START INPUT RECORDS
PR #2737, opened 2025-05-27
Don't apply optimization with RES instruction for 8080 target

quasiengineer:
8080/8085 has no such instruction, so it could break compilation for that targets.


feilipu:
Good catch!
END INPUT RECORDS
AIM OF THE EXERCISE:
The entries above should be copied out exactly, with none left out.

RESPONSE TO THE TASK:
PR #2737, opened 2025-05-27
Don't apply optimization with RES instruction for 8080 target

quasiengineer:
8080/8085 has no such instruction, so it could break compilation for that targets.


feilipu:
Good catch!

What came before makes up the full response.